The pandemic had led to a slump in the PC market, resulting in excess inventories as consumers already purchased the machines they needed during the lockdowns. However, the oversupply has begun to diminish, with PC shipments declining just 11.5% in the June quarter, compared to a drastic 30% decline in each of the previous two quarters.
The improving PC market prompted Intel to predict higher profits in the third quarter. Though its margins had experienced a significant decline in recent quarters, Intel expects profit margins to improve in the latter half of the year.
The success of Intel can be largely attributed to desktop sales, which rebounded significantly from a near-record low in the previous quarter. This remarkable resurgence propelled Intel’s market value by nearly $9 billion.
Intel’s data center and artificial intelligence sales did experience a 15% decline to $4 billion from $4.7 billion in the year-ago quarter.
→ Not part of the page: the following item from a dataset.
PR #366, opened 2021-10-13
Add a first version of the CM on HDDs and CDDs

zarch:
A new clean PR to include the CM on HDDs and CDDs scenarios on the master.


zarch:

The focus on chips suitable for AI computing in the cloud has impacted Intel’s share in the server chip market.
Nevertheless, the company is actively exploring new avenues, such as collaborating with Swedish telecommunications equipment maker Ericsson (ERICb.ST) to develop a chip using advanced manufacturing technology, aimed at enabling high-performance computing and artificial intelligence.
Intel’s commitment to the AI domain is evident through its foundry business, which reported increased revenue due to “advanced layout,” a process that combines parts of chips made by other companies to create more powerful chips.
Despite challenges, Intel’s results managed to beat Wall Street estimates, demonstrating the company’s ability to navigate a complex market landscape. Its share prices have surged about 30% this year, anticipating a recovery in the industry. As Intel continues to innovate and diversify its offerings, it remains a significant player in the technology sector, looking forward to a promising future.